ConvNet is a sequence of layers, and every layer of a ConvNet transforms one volume of activations to another through a differentiable function. We use three main types of layers to build ConvNet architectures: Convolutional Layer, Pooling Layer, and Fully-Connected Layer. We will stack these layers to form a full ConvNet architecture. The layers of a ConvNet have neurons arranged in 3 dimensions: width, height, depth. The depth here refers to the third dimension of an activation volume.
The Conv layer is the core building block of a Convolutional Network that does most of the computational heavy lifting. Three hyperparameters control the size of the output volume: depth, stride, and zero-padding.
The depth corresponds to the number of filters we would like to use, each filter look for something different in the input. For example, if the first Convolutional Layer takes as input the raw image, then different neurons along the depth dimension may activate in presence of various oriented edges, or blobs of color.
Second, we must specify the stride with which we slide the filter. When the stride is 1 then we move the filters one pixel at a time. When the stride is 2 then the filters jump 2 pixels at a time as we slide them around. This will produce smaller output volumes spatially.
It will be convenient to pad the input volume with zeros around the border. The size of this zero-padding is a hyperparameter. The nice feature of zero padding is that it will allow us to control the spatial size of the output volumes. We will use it to exactly preserve the spatial size of the input volume so the input and output width and height are the same.
Let’s go through a concrete example of a deep convolutional network. Let’s say you have an image and you want to image classification or image recognition. We want to take as input an image X and decide is this a cat or dog. For the sake of this example, I’m going to use a fairly small image[32x32x3].
Let’s say the first layer uses a set of 3×3 filters to detect features so F is 3 and let‘s say we are using stride equal 2 and no padding and you have 10 filters.
Input image [32x32x3] will hold the raw pixel values of the image, in this case, an image of width 32, height 32, and with three color channels R, G, B. Filter on the first layer of a ConvNet might have size 3×3.
The activations in the next layer of the neural network will [15x15x10] 10 comes from the fact that you use 10 filters(number of filters from the previous layer this is becoming the dimension of the activation at the layer) and 15 comes from the following formula. Notice that you’re using a stride of 2 the dimension has shrunk much faster.
Accepts a volume of size W1×H1×D1 Requires four hyperparameters: Number of filters K, their spatial extent F, the stride S, the amount of zero padding P. Produces a volume of size W2×H2×D2 where: W2=(W1−F+2P)/S+1 H2=(H1−F+2P)/S+1 (i.e. width and height are computed equally by symmetry) D2=K
In this example there is a neuron with a receptive field size of F = 3, the input size is W = 32, and there is zero padding is 0 and strided across the input in the stride of S = 2, giving an output of size (32 – 3 + 0)/2+1 = 15. It’s a valid convolution and we are using 10 filters the number of channels now is 10.
It is common to periodically insert a Pooling layer in-between successive Conv layers in a ConvNet architecture.
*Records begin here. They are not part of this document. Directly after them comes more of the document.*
PR #991, opened 2022-12-23
handle theme templates within Makefile

VuiMuich:
# Description

Recently in a thread on the discord, @mautamu asked whether the theme templates of the repo get installed to a general accessible path.
With this PR the makefile installs the theme templates from the repo directory `./themes` to `/usr/share/leftwm` (and removes the directory with the uninstall), same as both our AUR packages do.

Should we reflect this in the Docs somewhere?

## Type of change

# Checklist:

### DIFF
--- a/Makefile
+++ b/Makefile
@@ -3,7 +3,7 @@
 # - credit: https://stackoverflow.com/a/23324703/2726733
 ROOT_DIR := $(shell dirname $(realpath $(firstword $(MAKEFILE_LIST))))
 
-SHARE_DIR := /usr/share/xsessions
+SHARE_DIR := /usr/share
 TARGET_DIR := /usr/local/bin
 
 # Set default profile if unset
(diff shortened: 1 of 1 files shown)


Eskaan (commented):
Two things I want to ask before testing this:
- `make install-linked` does not link but copy the theme files?
- Shouldn't we specify `--parents` for `sudo mkdir`?

VuiMuich:
Good points and with half a brain cell I had thought of that, too, but maybe I was wrong:
> - `make install-linked` does not link but copy the theme files?

Manpage and `.desktop` get copied as well, also not sure, how `leftwm-theme` would work with the link.
Maybe it's worth testing if we actually could link everything eventually...

> - Shouldn't we specify `--parents` for `sudo mkdir`?

Is it realistically possible the `/usr/share` doesn't exist?

PR #996, opened 2022-12-25
Apply changes suggested by clippy trough `make test-full`

blackdragon2447:
# Description

Simply apply the changes clippy suggests when running `make test-full`, which could be done mostly automatically.

## Type of change

# Checklist:

### DIFF
--- a/leftwm-core/src/models/tag.rs
+++ b/leftwm-core/src/models/tag.rs
@@ -287,9 +287,8 @@ impl Tag {
     /// ## Arguments
     /// * `delta` - increase/decrease main width percentage by this amount
     pub fn change_main_width(&mut self, delta: i8) {
-        self.main_width_percentage = (self.main_width_percentage as i8 + delta)
-            .max(0) // not smaller than 0
-            .min(100) as u8; // not larger than 100
+        self.main_width_percentage = (self.main_width_percentage as i8 + delta).clamp(0, 100) as u8;
+        // not smaller than 0 and not larger than 100
     }
 
     /// Sets the main width percentage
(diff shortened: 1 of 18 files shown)


leftwm-core/src/models/tag.rs
```diff
@@ -287,9 +287,8 @@ impl Tag {
     /// ## Arguments
     /// * `delta` - increase/decrease main width percentage by this amount
     pub fn change_main_width(&mut self, delta: i8) {
-        self.main_width_percentage = (self.main_width_percentage as i8 + delta)
-            .max(0) // not smaller than 0
-            .min(100) as u8; // not larger than 100
+        self.main_width_percentage = (self.main_width_percentage as i8 + delta).clamp(0, 100) as u8;
```
VuiMuich, line 290: Here I'd prefer to swap lines with the comment

leftwm/src/config/checks.rs
```diff
@@ -100,8 +100,8 @@ impl Config {
                 match error.0 {
                     Some(binding) => {
                         println!(
-                            "\x1b[1;91mERROR: {} for keybind {:?}\x1b[0m",
-                            error.1, binding
+                            "\x1b[1;91mERROR: {} for keybind {binding:?}\x1b[0m",
```
VuiMuich, line 103: Interesting, why the `error.1` is not pulled in. Is this because of the `.1`?

VuiMuich (commented):
Just the two nitpicks from my inner pedantic 😄

leftwm/src/config/checks.rs
VuiMuich: Just had a look at this, obviously the compiler does not process the tuple selection, when inside the curlies...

Its function is to progressively reduce the spatial size of the representation to reduce the number of parameters and computation in the network, and hence to also control overfitting. The Pooling Layer operates independently on every depth slice of the input and resizes it spatially, using the MAX operation.
The most common form is a pooling layer with filters of size 2×2 applied with a stride of 2 downsamples every depth slice in the input by 2 along both width and height, discarding 75% of the activations. The depth dimension remains unchanged. More generally, the pooling layer.
Suppose an input volume had size [15x15x10] and we have 10 filters of size 2×2 and they are applied with a stride of 2. Therefore, the output volume size has spatial size (15 – 2 )/2 + 1 = [7x7x10].
Padding in the pooling layer is very very rarely used when you do pooling. The pooling layer usually does not use any padding. So the most common value of P far is P equal Zero.
Fully Connected layer
Finally what’s commonly done is if you take the [7x7x10] is actually 490 and we continuously take this volume and flatten it will unroll it into 490 units. Fashion that out into a vector and then feeds this to a logistic regression unit or a softmax unit depend on whether you’re trying to recognize any of k different objects.
This last step is just taking all of these numbers 490 and unrolling them into a very long vector. You have just one long vector you can feed into softmax into logistic regression in order to make a prediction for the final output.
As we go deeper in the neural network typically you start off with larger images [32x32x3] then the height and width will gradually trend down as you go deeper in the neural network. Whereas the number of channels generally increases. You see this general trend in a lot of other convolutional neural networks.